The symptoms of depression in the majority of bulimic patients and
the presence of biologic markers of depression suggest that bulimia may
represent a variant of mood disorder. Treatment of bulimia is
cognitive-behavioral and pharmacologic. Behavioral treatment include
modification of the behavioral program designed for obese patients and
a combination of cognitive-behavioral and insight-oriented approaches.



Pica



Pica is the intentional and compulsive consumption of non-food
substances. It occurs worldwide and is common among people of either
sex and of all ages and races. Pica is often associated with
nutritional deficiencies or toxicities, and is of special concern among
young children and pregnant women.



Geophagia is the consumption of earth and clay. Amylophagia is the
consumption of starch and paste, and pagophagia is the eating of ice.
The fourth category includes the consumption of ash, chalk, antacids,
paint chips, plaster, wax, and other substances.



People appear to be driven to consume these substances by
nutritional deficiencies, but pica is not necessarily correlated with
poor nutritional status.
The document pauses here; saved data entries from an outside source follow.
PR #2934, opened 2021-09-06
Update bump_version to new NPM method

joshuaboniface:
**Changes**
Update the `bump_version` script to use the new NPM method with `package.json` and fix related issues.

**Issues**
N/A

### DIFF
--- a/bump_version
+++ b/bump_version
@@ -4,7 +4,6 @@
 
 set -o errexit
 set -o pipefail
-set -o xtrace
 
 usage() {
     echo -e "bump_version - increase the shared version and generate changelogs"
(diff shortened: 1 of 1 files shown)


bump_version
```diff
@@ -18,22 +17,17 @@ if [[ -z $1 ]]; then
...
-new_version_sed="$( cut -f1 -d'-' <<<"${new_version}" )"
-sed -i "s/${old_version_sed}/${new_version_sed}/g" ${shared_version_file}
-
+# Parse the version from build.yaml
 old_version="$( grep "version:" ${build_file} | sed -E 's/version: "([0-9\.]+[-a-z0-9]*)"/\1/' )"
-echo "Old version in ${build_file}: ${old_version}"
+echo "Old version: ${old_version}"
+
+# Bump the NPM version
+npm --no-git-tag-version version v${new_version}
```
dmitrylyzo, line 30: Don't we need to remove `-*` suffix from the version passed to NPM?

joshuaboniface: There isn't that suffix in the `build.yaml` that this reads the version from, so no need.

dmitrylyzo: `new_version` is the input param and https://github.com/jellyfin/jellyfin-web/blob/36f195e643534ef46115c64b7796427cebbd0b09/bump_version#L36-L38

bump_version
```diff
@@ -70,6 +65,7 @@ pushd ${fedora_spec_temp_dir}
 # Split out the stuff before and after changelog
 csplit jellyfin-web.spec  "/^%changelog/" # produces xx00 xx01
 # Update the version in xx00
+new_version_sed="$( sed 's/\./\\./g' <<<"${new_version}" )" # Escape the '.' chars
```
dmitrylyzo, line 68: I am testing with `10.8.1-qqq`. RPM version cannot contain `-`. For DEB it will be `10.8.1~qqq`.
Since the escaping is unnecessary (not a regex), we have `new_version_sed` above (with `-.*` removed), and RPM wants a "clean" version, we need to remove this line.
```suggestion
```

PR #4777, opened 2023-09-15
Migrate quick connect page to react

thornbill:
**Changes**
* Simplifies adding redirects
* Updates `InputElement` to support specifying classes for the container div, call a callback function on value changes, provide an initial value, and prevent re-renders that break the webcomponent
* Migrates the quick connect page to React + TS SDK
* Allows specifying the code as a url param to allow for clients to link to the form prefilled

**Issues**
N/A


nielsvanvelzen:
Is this just a 1 to 1 conversion or are there changes to the UI/UX? I'm asking because I've never been satisfied with the UX once a (valid) quick connect code was entered. The toast showing up in the bottom-left corner is not notable at all.

thornbill:
Well it was a 1:1 conversion except for being able to prefill from a url parameter, but updating the ui sounds like a good idea too lol

thornbill:
How about this? It's still not really great, but there really isn't much in the way of existing components for the stable app. :sweat_smile: 

Screenshot 2023-09-16 at 01-50-45 Jellyfin

Screenshot 2023-09-16 at 02-48-33 Jellyfin

nielsvanvelzen:
Way better!

src/apps/stable/routes/_redirects.ts
```diff
@@ -0,0 +1,6 @@
+import type { Redirect } from 'components/router/Redirect';
+
+export const REDIRECTS: Redirect[] = [
+    { from: 'mypreferencesquickconnect.html', to: '/quickconnect' },
```
grafixeyehero, line 4: `{ from: 'quickconnect', to: '/quickconnect' }`

grafixeyehero (changes requested):

src/apps/stable/routes/_redirects.ts
thornbill: The "from" value is the old url of the page. This way if someone tries to go to the old url directly they get bounced to the new url instead of landing on a broken page.

grafixeyehero (approved):

PR #4781, opened 2023-09-16
Add conditional build USE_SYSTEM_FONTS

dmitrylyzo:
To be able to discard unused fonts for embedding in a Tizen app.
```sh
USE_SYSTEM_FONTS=1 npm run build:production
```

I am currently filtering them using [an unreliable method](https://github.com/jellyfin/jellyfin-tizen/blob/3ce22e1a33ff8d3b1da1f2ae87a5fb521bd24467/gulpfile.js#L39-L49). And some of them (default font for JASSUB, Material Design Icons font) become missing.

**Changes**
Add conditional build `USE_SYSTEM_FONTS`.

**Issues**
There is no normal way to discard unused fonts.

### DIFF
--- a/src/index.jsx
+++ b/src/index.jsx
@@ -92,9 +92,13 @@ function onGlobalizeInit() {
     if (browser.tv && !browser.android) {
         console.debug('using system fonts with explicit sizes');
         import('./styles/fonts.sized.scss');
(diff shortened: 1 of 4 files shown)


thornbill (changes requested):
Looks good it just needs the new variable added as a global to the eslint config!

thornbill (approved):

PR #4793, opened 2023-09-20
Fix error on unmount in syncplay menu

thornbill:
**Changes**
Fixes a React error when `setGroups` is called after the component is unmounted.

Using an `AbortController` might be technically better, but it looks like we would have to polyfill.

**Issues**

The nutritional hazards most frequently
associated with pica are lead poisoning and iron deficiency anaemia.



Hypoglycaemia



Hypoglycaemia (low blood
sugar) can occur either after a fast (fasting hypoglycaemia) or several
hours after the consumption of a meal (reactive hypoglycaemia). Many
individuals have symptoms of weakness, confusion, and irritability
after eating sugars or other carbohydrate foods.
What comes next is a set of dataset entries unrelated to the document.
PR #4802, opened 2023-09-25
Update to node 20

### LINKED ISSUE #4808: Upgrade to latest npm version (and latest node lts version)
- [x] Node 16: https://github.com/jellyfin/jellyfin-web/pull/3972
- [ ] ~Node 18~
- [ ] Node 20: https://github.com/jellyfin/jellyfin-web/pull/4802

Renari:
**Changes**
Updates builds and docker images to use node 18. Also changes nodesource entries to use what is recommended by their [current docs](https://github.com/nodesource/distributions) rather than the depreciated scripts.

**Issues**
Closes #4808

### DIFF
--- a/.ci/azure-pipelines-build.yml
+++ b/.ci/azure-pipelines-build.yml
@@ -16,7 +16,7 @@ jobs:
   - task: NodeTool@0
     displayName: 'Install Node'
     inputs:
-      versionSpec: '16.x'
+      versionSpec: '20.x'
 
   - task: Cache@2
     displayName: 'Cache node_modules'
--- a/deployment/Dockerfile.debian
+++ b/deployment/Dockerfile.debian
@@ -12,10 +12,12 @@ ENV IS_DOCKER=YES
 
 # Prepare Debian build environment
 RUN apt-get update \
-  && apt-get install -y debhelper mmv git curl \
-  && curl -fsSL https://deb.nodesource.com/setup_16.x | bash - \
+  && apt-get install -y debhelper mmv git curl gnupg ca-certificates \
+  && mkdir -p /etc/apt/keyrings \
+  && curl -fsSL https://deb.nodesource.com/gpgkey/nodesource-repo.gpg.key | gpg --dearmor -o /etc/apt/keyrings/nodesource.gpg \
+  && echo "deb [signed-by=/etc/apt/keyrings/nodesource.gpg] https://deb.nodesource.com/node_20.x nodistro main" | tee /etc/apt/sources.list.d/nodesource.list \
+  && apt-get update \
   && apt-get install -y nodejs
-
 
 # Link to build script
 RUN ln -sf ${SOURCE_DIR}/deployment/build.debian /build.sh
--- a/fedora/Makefile
+++ b/fedora/Makefile
@@ -7,7 +7,7 @@ RELEASE := $(shell set -x; sed -ne '/^Release:/s/.*  *\(.*\)%{.*}.*/\1/p' $(DIR)
 SRPM    := jellyfin-web-$(subst -,~,$(VERSION))-$(RELEASE)$(shell rpm --eval %dist).src.rpm
 TARBALL :=$(NAME)-$(subst -,~,$(VERSION)).tar.gz
 
-epel-7-x86_64_repos := https://rpm.nodesource.com/pub_16.x/el/\$$releasever/\$$basearch/
+epel-7-x86_64_repos := https://rpm.nodesource.com/pub_20.x/nodistro/\$$basearch/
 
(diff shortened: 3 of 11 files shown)


.ci/azure-pipelines-build.yml
```diff
@@ -16,7 +16,7 @@ jobs:
   - task: NodeTool@0
     displayName: 'Install Node'
     inputs:
-      versionSpec: '16.x'
+      versionSpec: '18.18.x'
```
Renari, line 19: It may be preferred to leave this as `18.x` and change `package.json` to target `18.17`.

thornbill: :+1: I would prefer sticking with `18.x`

thornbill (changes requested):
It also looks like we need to update the following:

- [Fedora Makefile](https://github.com/jellyfin/jellyfin-web/blob/master/fedora/Makefile#L10)
- [Fedora Spec](https://github.com/jellyfin/jellyfin-web/blob/master/fedora/jellyfin-web.spec#L17-L20)
- [TypeScript Action](https://github.com/jellyfin/jellyfin-web/blob/master/.github/workflows/tsc.yml#L21)

There are going to be a couple places in the server repo also, but those can be updated after this is merged.

nielsvanvelzen:
Node 20 will be LTS in a few weeks, wouldn't it make more sense to upgrade to that version instead?

thornbill:
Good point @nielsvanvelzen, if there aren't any issues found going straight from 16 -> 20 let's go that route.

fedora/Makefile
```diff
@@ -7,7 +7,7 @@ RELEASE := $(shell set -x; sed -ne '/^Release:/s/.*  *\(.*\)%{.*}.*/\1/p' $(DIR)
 SRPM    := jellyfin-web-$(subst -,~,$(VERSION))-$(RELEASE)$(shell rpm --eval %dist).src.rpm
 TARBALL :=$(NAME)-$(subst -,~,$(VERSION)).tar.gz
 
-epel-7-x86_64_repos := https://rpm.nodesource.com/pub_16.x/el/\$$releasever/\$$basearch/
+epel-7-x86_64_repos := https://rpm.nodesource.com/pub_20.x/nodistro/\$$basearch/
```
Renari, line 10: I'm not sure that this will function, the nodesource current docs recommend installing an rpm, which adds a new repo in `/etc/yum.repos.d` that looks like this:
```
[nodesource-nsolid]
name=Nsolid Packages for Linux RPM based distros - $basearch
baseurl=https://rpm.nodesource.com/pub_20.x/nodistro/nsolid/$basearch
priority=8
enabled=1
gpgcheck=1
gpgkey=file:///etc/pki/rpm-gpg/NODESOURCE-NSOLID-GPG-SIGNING-KEY-EL

[nodesource-nodejs]
name=Node.js Packages for Linux RPM based distros - $basearch
baseurl=https://rpm.nodesource.com/pub_20.x/nodistro/nodejs/$basearch
priority=9
enabled=1
gpgcheck=1
gpgkey=file:///etc/pki/rpm-gpg/NODESOURCE-NSOLID-GPG-SIGNING-KEY-EL
```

True reactive hypoglycaemia is diagnosed when symptoms of sweating,
tremor, anxiety, and irritability occur at the same time as the
documented low blood sugar level. Such a diagnosis may indicate the
early presence of a disease such as diabetes.



Hyperactive behavior



Hyperactivity is a childhood problem often discussed in relation to
nutrition. This condition is characterized by problems of inattention,
excessive motion, impulsivity, learning disabilities, and related
problems of conduct.



Food additives, especially artificial dyes and colours, can cause hyperactivity.
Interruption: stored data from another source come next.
PR #4804, opened 2023-09-26
Split and extract video range support detection

dmitrylyzo:
Small refactoring + [these](https://github.com/jellyfin/jellyfin-webos/blob/a498a2aae9e7978fc1edecab295010f9c2c62861/frontend/js/webOS.js#L80-L81) options will be used.

**Changes**
Move each video color range test into a separate function.

### DIFF
--- a/src/scripts/browserDeviceProfile.js
+++ b/src/scripts/browserDeviceProfile.js
@@ -188,6 +188,27 @@ function supportsVc1(videoTestElement) {
     return browser.tizen || browser.web0s || browser.edgeUwp || videoTestElement.canPlayType('video/mp4; codecs="vc-1"').replace(/no/, '');
 }
 
+function supportsHdr10(options) {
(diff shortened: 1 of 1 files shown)


src/scripts/browserDeviceProfile.js
```diff
@@ -188,6 +188,27 @@ function supportsVc1(videoTestElement) {
     return browser.tizen || browser.web0s || browser.edgeUwp || videoTestElement.canPlayType('video/mp4; codecs="vc-1"').replace(/no/, '');
 }
 
+function supportsHdr10(options) {
+    return options.supportsHdr10 ?? (false
```
dmitrylyzo, line 192: `false` here just to make future changes easier.

thornbill: ok I have no objections to that... just need to add comments to suppress the eslint error for these lines :+1:

thornbill (approved):

PR #4806, opened 2023-09-27
Refactor app layouts and common components

thornbill:
**Changes**
This is mostly prep for splitting the dashboard to a separate "app".

* Layouts are restructured so common components are not duplicated in the different apps.
* Shared components are moved to `src/components` from the experimental app directory.
* The mui theme is moved to `src/themes`.
* Redirects are moved so they do not "render" within app layouts.

I'm trying to breakdown the [dashboard changes](https://github.com/jellyfin/jellyfin-web/compare/master...thornbill:jellyfin-web:dashboard-app) so they are less huge.

**Issues**
N/A


src/RootApp.tsx
```diff
@@ -1,37 +1,53 @@
...
 import { History } from '@remix-run/router';
 import React from 'react';
 import { QueryClient, QueryClientProvider } from '@tanstack/react-query';
 import { ReactQueryDevtools } from '@tanstack/react-query-devtools';
 
-import StableApp from './apps/stable/App';
-import { HistoryRouter } from './components/router/HistoryRouter';
-import { ApiProvider } from './hooks/useApi';
-import { WebConfigProvider } from './hooks/useWebConfig';
+import StableApp from 'apps/stable/App';
```
grafixeyehero, line 8: Can this be load by ladable?

thornbill: It doesn't make too big of a difference since we aren't loading any additional large libraries for the stable layout (like mui in the experimental layout), but every little bit probably helps! :sweat_smile:

grafixeyehero (approved):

Implications for Public Health Policy



Studies in patients with eating disorders and other chronic disease
conditions emphasize the importance of modification of diet-related
behavior in these conditions. Although evidence linking dietary
caffeine, refined sugars, and food additives to behavioral disorders is
uncertain, their elimination from thediet will not impair nutritional
status and can be recommended to patients on an individual trial basis.



Nutrition Programs and Services



Food Labels:Evidence related to the role of dietary factors in behavioral disorders holds no implication for food labeling policies.



Food Services:Evidence related to the role of dietary
factors in behavioral disorders holds no special implications for
changes in policies related to food programs beyond the dietary
guidelines suggested by Department of Agriculture and the Department of
Health and Human Services. [The Surgeon General's Report on Nutrition & Health, 1988.]